> WHAT TO WORK ON: Repeat only the lines below from the one containing "1. Check the" through the one containing "PR #2249, opened 2025-03-31", inclusive, exactly as written.

Dataset entries:
PR #460, opened 2021-04-02
Feature/guild pages

mquellhorst:
The following data is needed to fill in the required information

guild.twitter_url
guild.github_url
guild.reddit_url ??
guild.mastodon_url ??
guild.Players
guild.quests

Guild should be able to define their NFT gallery address

We need to define what we will place in the Stats block

### DIFF
--- a/packages/web/components/Guild/GuildLinks.tsx
+++ b/packages/web/components/Guild/GuildLinks.tsx
@@ -1,42 +1,75 @@
-import { Button, Wrap, WrapItem } from '@metafam/ds';
+import { IconButton, Wrap, WrapItem } from '@metafam/ds';
 import { GuildFragmentFragment } from 'graphql/autogen/types';
 import React from 'react';
-import { FaDiscord, FaGlobe } from 'react-icons/fa';
+import { FaDiscord, FaGithub, FaGlobe, FaTwitter } from 'react-icons/fa';
+
+import { ProfileSection } from '../ProfileSection';
 
 type Props = {
   guild: GuildFragmentFragment;
 };
 
-export const GuildLinks: React.FC<Props> = ({ guild }) => (
-  <Wrap>
-    {guild.website_url ? (
-      <WrapItem>
-        <Button
-          as="a"
-          href={guild.website_url}
-          target="_blank"
-          size="xs"
-          colorScheme="blackAlpha"
-          leftIcon={<FaGlobe />}
-        >
-          Website
-        </Button>
-      </WrapItem>
-    ) : null}
-    {guild.discord_invite_url ? (
-      <WrapItem>
-        <Button
-          as="a"
-          href={guild.discord_invite_url}
-          target="_blank"
-          size="xs"
-          bgColor="discord"
-          _hover={{ bgColor: 'discordDark' }}
-          leftIcon={<FaDiscord />}
-        >
-          Discord
-        </Button>
-      </WrapItem>
-    ) : null}
-  </Wrap>
-);
+export const GuildLinks: React.FC<Props> = ({ guild }) => {
+  return (
+    <ProfileSection title="Links">
+      <Wrap>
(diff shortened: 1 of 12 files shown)


packages/web/components/Guild/GuildTile.tsx
```diff
@@ -46,14 +51,6 @@ export const GuildTile: React.FC<Props> = ({ guild }) => (
...
     </MetaTileHeader>
     <MetaTileBody>
-      <VStack spacing={2} align="stretch">
-        <Text fontFamily="mono" fontSize="sm" color="blueLight">
-          LINKS
-        </Text>
-        <HStack mt="2">
-          <GuildLinks guild={guild} />
-        </HStack>
-      </VStack>
```
alalonde, line 56: What is the rationale for removing the links ?

packages/web/components/Guild/GuildLinks.tsx
```diff
@@ -1,44 +1,75 @@
...
+                size="lg"
+                bgColor="discord"
+                icon={<FaDiscord />}
+              />
+            </a>
+          </WrapItem>
+        ) : null}
+        {guild.website_url ? (
+          <WrapItem>
+            <a href={guild.website_url} target="_blank" rel="noreferrer">
```
alalonde, line 48: wrong link. Let's not show this if a github URL is not available

packages/web/components/Guild/GuildLinks.tsx
```diff
@@ -1,44 +1,75 @@
...
+              <IconButton
+                variant="outline"
+                aria-label="Discord Server"
+                size="lg"
+                colorScheme="blackAlpha"
+                icon={<FaGlobe />}
+              />
+            </a>
```
alalonde, line 26: Personally, I prefer the previous styling

alalonde (changes requested):

packages/web/components/Guild/GuildTile.tsx
mquellhorst: Cause the links are in a different place on the guild details page

packages/web/components/Guild/GuildLinks.tsx
mquellhorst: yeah I know, I put this in temporarily cause the fields aren't available yet

packages/web/components/Guild/GuildLinks.tsx
mquellhorst: This is a lot closer to the styling from the designs

packages/web/components/Guild/GuildTile.tsx
alalonde: Seems useful to have them in the tiles at-a-glance as well ? There isn't a whole lot of info at the moment on a particular tile

packages/web/components/Guild/GuildLinks.tsx
alalonde: Is the design in that figma document?

mquellhorst: yeah

packages/web/components/Guild/GuildTile.tsx
mquellhorst: Yeah well we could keep them in the GuildHero than we need to update the design.
A guild could have guite a lot of links tho which makes the hero a bit too messy

packages/web/components/Guild/GuildLinks.tsx
alalonde: OK, we don't want to show the github link is website_url is set though.

alalonde:
Sorry for the delay on this. Can you rebase and make those changes, then we'll merge it in

alalonde (approved):
Rebased and added two missing fields for guilds.

PR #469, opened 2021-04-20
Fix sourcecred account migrator

### LINKED ISSUE #468: XP no longer updating on MyMeta
The XP bot is also down, so the only way for players to see their XP is by checking the [https://metafam.github.io/XP/#/accounts](Sourcecred instance) directly.

alalonde:
Upgraded sourcecred to 0.8.4, read cred graph using new sc API

Resolves #468


packages/backend/src/handlers/actions/migrateSourceCredAccounts/handler.ts
```diff
@@ -71,13 +72,32 @@ const parseAlias = (alias: SCAlias) => {
...
+const ledgerLoadedPromise = manager.reloadLedger();
+
 export const migrateSourceCredAccounts = async (
   _: Request,
   res: Response,
 ): Promise<void> => {
-  const accountsData: SCAccountsData = await (
-    await fetch(ACCOUNTS_FILE)
-  ).json();
+  const ledgerRes: ReloadResult = await ledgerLoadedPromise;
```
dysbulic, line 91:
```suggestion
  const ledgerRes: ReloadResult = await ledgerLoadedPromise();
```

dysbulic (commented):
I'm unfamiliar with the syntax at one point. Can you omit the parens when using await?

packages/backend/src/handlers/actions/migrateSourceCredAccounts/handler.ts
alalonde: `ledgerLoadedPromise` is of type `Promise<ReloadResult>`.  It is different syntax than usual, but correct.

Usually one would write something like `const ledgerLoadedResult = await manager.reloadLedger()`; Here I'm just assigning the promise to a variable, and awaiting that. 

The benefit here is that `reloadLedger` is called when the backend boots up. We await it to ensure that it is complete before the handler proceeds with execution.

dysbulic (approved):

packages/backend/src/handlers/actions/migrateSourceCredAccounts/handler.ts
dysbulic: Gotcha. Very cool. Thanks for adding a trick to my quiver.

PR #475, opened 2021-04-24
[MyMeta] Allow username to be completely removed

dysbulic:
The current code replaces a users name with the name from the backend if the username input is completely cleared.

These changes allow it to be removed and add soft hyphens in a couple places to allow cleaner word splitting on mobile.

Paired with: @jsusim.

### DIFF
--- a/packages/web/components/Setup/SetupAvailability.tsx
+++ b/packages/web/components/Setup/SetupAvailability.tsx
@@ -65,7 +65,7 @@ export const SetupAvailability: React.FC<SetupAvailabilityProps> = ({
   return (
     <FlexContainer>
       <MetaHeading mb={5} textAlign="center">
-        Availability
+        Avail&#xAD;ability
       </MetaHeading>
       <Text mb={10}>
         What is your weekly availability for any kind of freelance work?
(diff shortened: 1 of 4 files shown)


packages/web/components/Setup/SetupAvailability.tsx
```diff
@@ -65,7 +65,7 @@ export const SetupAvailability: React.FC<SetupAvailabilityProps> = ({
   return (
     <FlexContainer>
       <MetaHeading mb={5} textAlign="center">
-        Availability
+        Avail&#xAD;ability
```
alalonde, line 68: why?

alalonde (commented):
Do we really want to be able to remove a username?

packages/web/components/Setup/SetupAvailability.tsx
dysbulic: It's a soft hyphen that will break on displays that are too narrow.

One of the default mobile devices in Chrome will trigger it: iPhone 4, I think.

alalonde: Ah, interesting

alalonde:
> > Do we really want to be able to remove a username?
> 
> It is that the input can't be cleared to enter a completely new name. When they delete the last character, it puts their old name in the blank.

Ha! That's super annoying! Good find..

alalonde (approved):

Issue #482, opened 2021-04-27
Fix intermittent build failures in Github Actions


alalonde:
I made a change to our build a few weeks ago to stand up a docker container with our backend code for the web build to point to.  This seems to be failing now.  This may not be a best practice but it needs some investigation to see what's going on.

dan13ram:
@alalonde 
Builds are still failing.. actually its just stuck at `yarn wait-on` for 
https://github.com/MetaFam/TheGame/pull/515
But it passed another PR https://github.com/MetaFam/TheGame/pull/529

alalonde:
Does `/healthz` even exist on hasura? May need to use a different health check endpoint.

dan13ram:
@alalonde It does exist. https://hasura.io/docs/latest/graphql/core/api-reference/health.html
This code works locally for me as well as has worked for other PRs (ref #529 and #548)

I just don't why it works sometimes and then fails at other times!

alalonde:
Yeah, #515 error is due to a separate issue I believe. I think we're good here.

PR #483, opened 2021-04-27
Fix intermittent Docker build failures

alalonde:
Addresses #482

### DIFF
--- a/.github/workflows/PR-CI.yml
+++ b/.github/workflows/PR-CI.yml
@@ -89,8 +89,14 @@ jobs:
           HASURA_GRAPHQL_ADMIN_SECRET: so-secretish
           HASURA_PORT: 8080
 
+      - name: Debug docker containers
+        run: docker ps -a
+
       - name: Build Web
         run: yarn web:build
         env:
           CI: true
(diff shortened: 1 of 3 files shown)


.github/workflows/PR-CI.yml
```diff
@@ -89,8 +89,11 @@ jobs:
           HASURA_GRAPHQL_ADMIN_SECRET: so-secretish
           HASURA_PORT: 8080
 
+      - name: Debug docker containers
+        run: docker ps -a
+
       - name: Build Web
-        run: yarn web:build
+        run: yarn wait-on http://localhost:4000/healthz && yarn web:build
```
dan13ram, line 96: Do you think we should wait for backend at port 4000 or hasura at port 8080?

dan13ram (approved):
Looks straightforward to me except for a small doubt I have

.github/workflows/PR-CI.yml
alalonde: Good question. Not sure if hasura has a similar built-in health check. This is already better than it was, so I think if we are still seeing issues we can point it to hasura insteadl

PR #485, opened 2021-04-28
computing patron rank in react

dan13ram:
@alalonde I've copied that code you've used in the `@metafam/backend` onto `@metafam/web` for computing the rank.

Definitely think we should have this code in a single place. Perhaps in `@metafam/utils` but that would require moving the hasura graphql types as well, which seems unnecessary right now.

anyways let me know what you think.

### DIFF
--- a/packages/web/utils/rankHelpers.ts
+++ b/packages/web/utils/rankHelpers.ts
@@ -1,0 +1,32 @@
+import { PlayerRank_Enum } from 'graphql/autogen/types';
+
+export const RANKS = [
+  PlayerRank_Enum.Diamond,
+  PlayerRank_Enum.Platinum,
+  PlayerRank_Enum.Gold,
+  PlayerRank_Enum.Silver,
+  PlayerRank_Enum.Bronze,
+];
+
+export const PLAYERS_PER_RANK = [7, 7, 7, 14, 21];
+
+// A summation of PLAYERS_PER_RANK.
+// This is the first index for which players will NOT be ranked, e.g.
+// the 56th player will be Bronze, and the 57th player will not be ranked.
+export const RANKED_CAP: number = PLAYERS_PER_RANK.reduce((sum, rankCount) => {
+  return sum + rankCount;
+}, 0);
+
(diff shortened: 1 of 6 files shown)


dan13ram:
@alalonde I've rebased this. Please merge this first.
The `fix/dependencies` branch builds off of this.

packages/web/utils/rankHelpers.ts
```diff
@@ -0,0 +1,32 @@
...
+// A summation of PLAYERS_PER_RANK.
+// This is the first index for which players will NOT be ranked, e.g.
+// the 56th player will be Bronze, and the 57th player will not be ranked.
+export const RANKED_CAP: number = PLAYERS_PER_RANK.reduce((sum, rankCount) => {
+  return sum + rankCount;
+}, 0);
+
+// Computes the rank for the given index. This would be the index corresponding
+// to all players ordered by total_xp DESC.
+export function computeRank(totalRankIndex: number): PlayerRank_Enum | null {
```
alalonde, line 22: you could refactor this by passing in PLAYERS_PER_RANK and RANKS to this function, and just have it return a string. I could see these two parameters being different anyway between players/patrons

alalonde (approved):
Optional refactor

packages/web/utils/rankHelpers.ts
```diff
@@ -1,31 +1,24 @@
...
+const computeRankCap = (usersPerRank: Array<number>) =>
+  usersPerRank.reduce((sum, rankCount) => {
+    return sum + rankCount;
+  }, 0);
 
 // Computes the rank for the given index. This would be the index corresponding
 // to all players ordered by total_xp DESC.
-export function computeRank(totalRankIndex: number): PlayerRank_Enum | null {
-  if (totalRankIndex >= RANKED_CAP) return null;
+export function computeRank(
```
alalonde, line 10: Yup, can you move this to the utils package and update the backend code to use it too?

dan13ram: Done :)

PR #511, opened 2021-05-05
Load accounts.json in migration handler again

alalonde:
Depends on https://github.com/MetaFam/XP/pull/56


dan13ram (approved):
Seems straightforward. But should we remove the github api token from config as well?
Also .env.sample and guides too.

alalonde:
> Seems straightforward. But should we remove the github api token from config as well?
> Also .env.sample and guides too.

We'll still need it in the forthcoming migrated bot functionality, so I'll leave it in for now.

PR #541, opened 2021-05-11
[MyMeta] increased player listing to 150

### LINKED ISSUE #498: [MyMeta] Increase player listing
Increase the number of players listed on https://my.metagame.wtf from 50 to 150

dan13ram:
Closes #498

### DIFF
--- a/packages/web/pages/players.tsx
+++ b/packages/web/pages/players.tsx
@@ -1,13 +1,27 @@
 import { PageContainer } from 'components/Container';
 import { PlayerList } from 'components/PlayerList';
+import { PlayerFragmentFragment } from 'graphql/autogen/types';
 import { getPlayers } from 'graphql/getPlayers';
 import { InferGetStaticPropsType } from 'next';
 import React from 'react';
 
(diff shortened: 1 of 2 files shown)


packages/web/pages/players.tsx
```diff
@@ -1,13 +1,27 @@
...
 type Props = InferGetStaticPropsType<typeof getStaticProps>;
 
+const LIMIT = 50;
+const OFFSET = 50;
+const TOTAL_PLAYERS = 150;
+
 export const getStaticProps = async () => {
-  const players = await getPlayers();
+  const promises: Promise<PlayerFragmentFragment[]>[] = new Array(
+    TOTAL_PLAYERS / OFFSET,
```
dysbulic, line 16: I don't think you need two variables here. The calculations are really based on the limit for how many to return. The offset is a variable computed value.

```suggestion
    TOTAL_PLAYERS / LIMIT,
```

dysbulic (commented):
Looks good to me other than I'd have the offset solely as a computed value and only have the limit as a variable.

dysbulic (approved):
👍

PR #556, opened 2021-05-13
Define render.com staging environment

### LINKED ISSUE #471: Set up staging environment
We need a staging environment to move more quickly with PRs

alalonde:
Resolves #471


alalonde:
We just need to figure out how to point the associated vercel instance to the instance stood up by render.

dan13ram:
> We just need to figure out how to point the associated vercel instance to the instance stood up by render.

Haha this is the imp point

dan13ram (approved):
LGTM, Lets figure out the vercel part now

dan13ram:
We discussed in the Builders call today regarding having a separate branch `develop` for staging deployments instead of having previews on render.

hammadj:
I'm cool with setting up a develop branch for the staging environment, but we should setup some devops tooling that can automatically open the PR from develop into master. However there's also a big downside where the develop branch can break after a PR is merged and then becomes an additional burden / difficulty for someone to fix develop. Often times that doesn't happen for a while and develop gets super bloated and huge and feature releases slow down.

I'm gonna look into Hasura Cloud and see if they have blue/red deployments, that would be the ideal solution IMO (assuming that Hasura changes are the main reason we want this staging deployment)

alalonde:
> I'm cool with setting up a develop branch for the staging environment, but we should setup some devops tooling that can automatically open the PR from develop into master. However there's also a big downside where the develop branch can break after a PR is merged and then becomes an additional burden / difficulty for someone to fix develop. Often times that doesn't happen for a while and develop gets super bloated and huge and feature releases slow down.

Makes sense, however, currently production will just be broken in this case! So this seems preferable.  

> 
> I'm gonna look into Hasura Cloud and see if they have blue/red deployments, that would be the ideal solution IMO (assuming that Hasura changes are the main reason we want this staging deployment)

No, it's really so we have a place to test large feature additions in a production-like environment. I am thinking that whomever does the merge to develop should be responsible for seeing that the new integration is sufficiently tested, and afterwards merging to master. 

I can certainly see issues arising where e.g. this new integration fails testing and then blocks subsequent progress.

PR #2217, opened 2025-03-20
fix(accordion)!: remove bordered attr

### LINKED ISSUE #2036: [bug] `<rh-accordion>`: always applies bordered attribute
`<rh-accordion>`: always applies bordered attribute, however that attribute does not seemingly do anything either in code or styles.  Does this need deprecated?  Should it be applying a style?  There does seem to be mention of it in the style/guidelines.

bennypowers:
Fixes #2036

## What I did

1. remove `bordered` from accordion. it anyways doesn't do anything


zeroedin (approved):
LGTM Gets Time Managed

PR #2223, opened 2025-03-20
docs: differentiate "Using color alone" sections on multiple pages

hellogreg:
## What I did

Wrote separate content for these pages' "Using color alone" sections:
- [Foundations > Color > Accessibility](https://deploy-preview-2223--red-hat-design-system.netlify.app/foundations/color/accessibility/#using-color-alone)
- [Accessibility > Design](https://deploy-preview-2223--red-hat-design-system.netlify.app/accessibility/design/#using-color-alone)

They shared the same verbiage before. Now...
- The `Foundations...` color page has a little more info--including a quote from WCAG on how this should not dissuade us from using color (just relying solely upon it).
- The `A11y...` page has a sentence about who is affected by reliance upon color alone.
- The latter page also now cross-links to the former.

## Testing Instructions

1. Check the text on both pages, making sure it's accurate and reads well.


markcaron (approved):
Light Generates Tints Magically

PR #2233, opened 2025-03-24
docs: destroy import map cache on error

bennypowers:
Hopefully this will solve intermittent errors when generating the import map for element pages


adamjohnson (approved):
Let's generate that map!

PR #2249, opened 2025-03-31
fix(navigation-secondary): panel scrollbar visible only when overflowed

zeroedin:
## What I did

1. The fixed static `scroll` rule has been replaced with `auto`. For users with scroll bars set to always be visible, this renders when the dropdown panels are not overflowing, which is incorrect.

## Testing Instructions

1. View deploy preview
2. Turn on scroll bars always visible in OS Settings (Mac)
3. Open dropdown
4. Reduce the viewport to less than the height of the dropdown panel.
5. Should be no scroll bar visible until overflowed.


zhawkins (approved):

adamjohnson (approved):
Less Guides, Tidy Menus

Issue #2208, opened 2025-03-10
[docs] Add reasoning for no `#000000` backgrounds in theming


hellogreg:
Since it's come up a few times, maybe we should write a sentence or two on our site about why we don't offer a pure black background in our darkest theme.

Even though white text on a black background passes WCAG conformance (there's no maximum contrast threshold), that doesn't make it accessible--as it can be tough to read.

From Benny:
> Full black has limited use in RHDS, but for use in backgrounds, ...

From Mark:
>  I can see this info on Foundations > Color. And, cross link from the Tokens page where needed.

PR #2253, opened 2025-04-01
docs(foundations): adding usage of black color content

markcaron:
## What I did

1. Added content under Foundations > Color > Usage about using black.

## Testing Instructions

1. Checkout the new "Use of black" section, and make sure it reads well.

Closes https://github.com/RedHat-UX/red-hat-design-system/issues/2208

### DIFF
--- a/docs/foundations/color/usage/index.md
+++ b/docs/foundations/color/usage/index.md
@@ -48,7 +48,9 @@ standards website][brandstandards] if you have brand questions.
 
 Red is our primary brand color. Red is also a strong color, so **use it as an accent**, not to fill large areas.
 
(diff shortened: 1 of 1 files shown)


markcaron:
@bennypowers we might want to wire up the Tokens page to add a CTA that points to this new "Use of black" section under the White/Black tokens and the Gray tokens.

hellogreg (approved):
logos, graphics too murky 🖤

coreyvickery:
@markcaron Seems fine to me.

This is separate, but the image below the `Brand red` heading looks smaller than it should be. Can you look into this?

coreyvickery (approved):
@markcaron Looks good.

PR #2279, opened 2025-04-07
docs(navigation-primary): removing old content from Style and Guidelines docs

markcaron:
## What I did

1. Removed all the old content from Style and Guidelines on Nav Primary's docs
2. Removed the old the `overview.png` so the new `overview.svg` shines

## Testing Instructions

1. Double check the new Overview image works and the Style and Guidelines pages read ok.


bennypowers (approved):
Lose - gettit? - that manual

PR #2280, opened 2025-04-08
fix: always load dependencies when updating

bennypowers:
## What I did

1. replace `getUpdateComplete` calls with `scheduleUpdate` calls in cta and `@themable`

## Testing Instructions

1. run dev server, open cta demo
2. observe that arrow appears

## Notes to Reviewers

`getUpdateComplete()` is only called when actually accessing `el.updateComplete`, and that doesn't happen during the normal lifecycle. therefore we override `scheduleUpdate` instead

### DIFF
--- a/.changeset/deep-jobs-stay.md
+++ b/.changeset/deep-jobs-stay.md
@@ -1,0 +1,4 @@
+---
+"@rhds/elements": patch
+---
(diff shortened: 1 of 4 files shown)


zeroedin (approved):
Let's Go Themeable Maintenence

> TASK RESULT:
1. Check the text on both pages, making sure it's accurate and reads well.


markcaron (approved):
Light Generates Tints Magically

PR #2233, opened 2025-03-24
docs: destroy import map cache on error

bennypowers:
Hopefully this will solve intermittent errors when generating the import map for element pages


adamjohnson (approved):
Let's generate that map!

PR #2249, opened 2025-03-31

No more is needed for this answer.